Similarly, Sanchez argues that Wal-Mart did not produce witnesses for deposition. First, she claims that “[n]o witnesses were identified . . . by Wal-Mart.” (Docket Entry No. 28 at 3). However, Wal-Mart's initial disclosures identified a Wal-Mart employee, Pamela Escobar, who was a witness to Sanchez's fall. (Docket Entry No. 32-1). Sanchez then complains that Wal-Mart did not “produce[] for deposition” a corporate representative or fact witness. (Docket Entry No. 28 at 3). But it was Sanchez who failed to notice the deposition of a Rule 30(b)(6) witness or of Ms. Escobar. (Docket Entry No. 32 at 4). Sanchez had months during which she could have pursued this discovery. She cannot now point to her own failure to pursue discovery to avoid or defer a ruling on summary judgment. Because Sanchez did not diligently pursue discovery during the discovery period, she cannot rely on Rule 56(d) to delay or prevent a response and ruling on a ripe summary judgment motion now.

B. Premises Liability Claim

Under Texas law, “a property owner generally owes those invited onto the property a duty to make the premises safe or to warn of dangerous conditions as reasonably prudent under the circumstances.” Robbins v.

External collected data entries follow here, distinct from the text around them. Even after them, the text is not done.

Issue #472, opened 2018-03-16
add collection of worked examples to tutorial


njsmith:
We should refactor the tutorial into an initial part that's similar to what we have now, or the middle part of my talk, and then a collection of examples that also serve as excuses to go into more depth on particular topics.

I expect the list will grow over time, but here are some ideas. (Actually the main reason I'm filing this is to have a place collect these so I don't lose them.)

* The current tracing demo should move here. It's a good intro to trio introspection and to co-op concurrency.

* Happy eyeballs

* Multiplexing rpc

* Catch-all exception handler

* Custom nursery, like a race function or ignore-errors nursery (maybe both)

* Some standard stuff like echo server, proxy, fast web spider, ... Whatever doesn't end up in the main tutorial

* trio-asyncio example?

* `nursery.start`

Possibly some of these could be combined or form sequences, eg echo server -> catch all handler -> nursery.start

Fuyukai:
An `asyncio.gather`-like (collect the results of all tasks and return the results) would be a good example (as you've said before on Gitter iirc)

njsmith:
Oh yeah, good idea!

njsmith:
Oh, see also #421, which is a partial duplicate and has some more discussion of the nursery-based examples.

njsmith:
Oh duh, here's another one: an example of implementing a custom protocol, by combining a sansio protocol with the stream interface. (Probably some simple line-oriented or netstring-oriented thing. This is one of the motivations for why I started working on `sansio_toolbelt`. I should make it actually usable...)

smurfix:
A walkthrough for converting a sync protocol to Trio might also make sense.

WRT trio-asyncio: maybe simply refer to it. I do need to add some example that shows how to convert from asyncio to trio-asyncio to trio, and how that improves the code. ;-)

nicoddemus:
>  I do need to add some example that shows how to convert from asyncio to trio-asyncio to trio, and how that improves the code. ;-)

Would love to see that. 😁

njsmith:
Something like @jab's HTTP CONNECT proxy from https://github.com/python-trio/trio/pull/489#issuecomment-379455747 might be interesting too.

(Possibly rewritten to use h11 ;-).)

njsmith:
@oremanj's `as_completed` here might be interesting as the basis for a `gather` equivalent: https://gitter.im/python-trio/general?at=5ad186345d7286b43a29af53

[...]

PR #489, opened 2018-04-02
more small tutorial fixes (take 2)

jab:
- Fix outdated "no HTTP library yet" comment
- Fix typo (s/mean time/meantime)

### DIFF
--- a/docs/source/tutorial.rst
+++ b/docs/source/tutorial.rst
@@ -841,10 +841,12 @@ An echo client
 
 The traditional application for demonstrating network APIs is an "echo
 server": a program that accepts arbitrary data from a client, and then
-sends that same data right back. Probably a more relevant example
+sends that same data right back. (Probably a more relevant example
 these days would be an application that does lots of concurrent HTTP
-requests, but trio doesn't have an HTTP library yet, so we'll stick
-with the echo server tradition.
+requests, but for that `you need an HTTP library
+<https://github.com/python-trio/trio/issues/236#issuecomment-310784001>`__
+such as `asks <https://asks.readthedocs.io>`__, so we'll stick
+with the echo server tradition.)
 
 To start with, here's an example echo *client*, i.e., the program that
 will send some data at our echo server and get responses back:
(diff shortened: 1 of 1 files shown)


njsmith:
This is an extremely finicky and unimportant issue, but since it comes up a lot I guess it's still worth mentioning: despite what you may have heard, the basic "make a hyperlink please" syntax in ReST uses *two* trailing underscores. If you use just one trailing underscore, then ReST treats it as, I don't even know, defining a term or something, so if your document happens to have two links with the same text and different targets, ReST freaks out. To avoid all this nonsense, it's a good habit to use the double underscores everywhere. (See the other links in the docs for examples.)

jab:
Good catch, thanks! Amended in 83a7fc0.

jab:
@njsmith Happy to work up a PR integrating an example like this into the tutorial if that would be helpful, or maybe even just a quick line like the following?
> For another example, check out how you can build an [HTTP CONNECT proxy on top of Trio](https://github.com/jab/trio_http_proxy/blob/master/trio_http_proxy.py) in about 70 lines of code.

jab:
Cool you've been collecting examples in #472 (hadn't seen that), and super cool to see your talk (hadn't seen that either) – live coding happy eyeballs in 40 lines was amazing! Reassuring to see that my HTTP CONNECT proxy example has the same basic structure as your TCP proxy example too. On that note, I think the TCP proxy example is great for its simplicity, so definitely worth including too, but even with the change to redirect to httpbin, I'm not sure the payoff comes close – like when I saw that I could point my browser through this tiny 60-line proxy I'd just written with Trio, and browsing any HTTPS site (including streaming YouTube) just worked, it felt like a super power.
screen shot 2018-04-16 at 08 01 12
For whatever it's worth 😊

P.S. I saw 0.4 just came out, so I reworked the CONNECT example to use the new contextvar support instead of passing custom `log` functions around. Nice work on 0.4!

njsmith:
Okay, using the trio talk on youtube as the demo URL definitely wins an extra prize for slickness :-)

Issue #1, opened 2017-01-22
Missing feature: sendfile


njsmith:
On Unix, `os.sendfile` is present and just needs a simple (but slightly finicky) wrapper.

On Windows, `os.sendfile` doesn't exist, but we can wrap [TransmitFile](https://msdn.microsoft.com/en-us/library/windows/desktop/ms740565(v=vs.85).aspx) - shouldn't be too hard.

njsmith:
*ahem* *tap tap* is this thing on? Github doesn't give any way to see who's subscribed to an issue, so maybe I'm just talking to myself? Anyway, if anyone is listening, then welcome to the first update on backwards incompatibility in Trio. I think as far as the code goes what's in master right now is pretty much what will be in 0.2.0, but I still want to do some doc updates so it'll still probably be a few days before the actual release. That means that now would be a great time to read this and check out master and let me know if I've made any embarrassing mistakes or am gratuitously inconveniencing anyone.

In general, it turns out that there are very few actual breaking changes in 0.2.0; almost all the changes were easy enough to slap a small layer of back-compat shims on top of. The shims all print noisy `TrioDeprecationWarning`s that attempt to contain helpful information – suggestions for how to make them more helpful are welcome.

# If you read just one section of this comment then read this one

My plan is to be quite aggressive and drop the back-compat shims in 0.3.0. So with a few exceptions (see below), the idea is that:

* if your code works on 0.1.0, it should work on 0.2.0, possibly with warnings
* if you fix the warnings in 0.2.0, then your code should also work on 0.3.0
* jumping directly from 0.1.0 to 0.3.0 will probably break

**Important exception for anyone writing network servers**: any code using `bind` (the socket method) is going to break when going from 0.2.0 → 0.3.0, because it needs to become async (#241), BUT there's no way to provide a gentle transition here. [Feh.](https://github.com/python-trio/trio/issues/79#issuecomment-329944699) See below for more details and how to mitigate this.

[...]

PR #499, opened 2018-04-14
Rip out TaskLocal objects and fix system task context inheritance.

### LINKED ISSUE #289: spawn_system_task should not propagate TaskLocals
Probably we should make `spawn_impl` have a `system_task` flag instead of its current `ki_protection_enabled` flag. We already have to special case init as not inheriting TaskLocals, so this would remove that special case (since init is a system task).

Fuyukai:
Closes #289, and removes all the old TaskLocal code deprecated in the last version.


smurfix:
Umm …
* we should delay ripping out TaskLocal until after the deprecation time has passed. I want to impose some rules for minimum time until a deprecated feature is removed, but I don't want to *have* to delay a release just because that would otherwise be violated. We didn't decide on a timeframe yet but IMHO a month or two after the release in which the deprecation notice appeared *and* an intervening release is appropriate.
* this patch has at least two other ideas in it, and at least one of them causes massive failure. I don't have a problem with test failues, that's why we test, but could you please limit yourself to one feature per commit? ;-)

Fuyukai:
Hm, alright. It's just that ripping it out and then updating system tasks at the same time is the (imo) logical process, but otherwise I'll close this for now.

njsmith:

Sam's East, Inc., No. 21-20050, 2021 WL 3713543, at *1 (5th Cir. Aug. 20, 2021) (per curiam) (quoting Occidental Chem. Corp. v. Jenkins, 478 S.W.3d 640, 644 (Tex. 2016)). “To prevail on a premises liability claim against a property owner, an injured invitee must establish four elements: (1) the owner had actual or constructive knowledge of the condition causing the injury; (2) the condition posed an unreasonable risk of harm; (3) the owner failed to exercise reasonable care to reduce or eliminate the risk; and (4) the owner's failure to use such care proximately caused the invitee's injuries.” Id. (citing McCarty v. Hillstone Rest. Grp., Inc., 864 F.3d 354, 358 (5th Cir. 2017)).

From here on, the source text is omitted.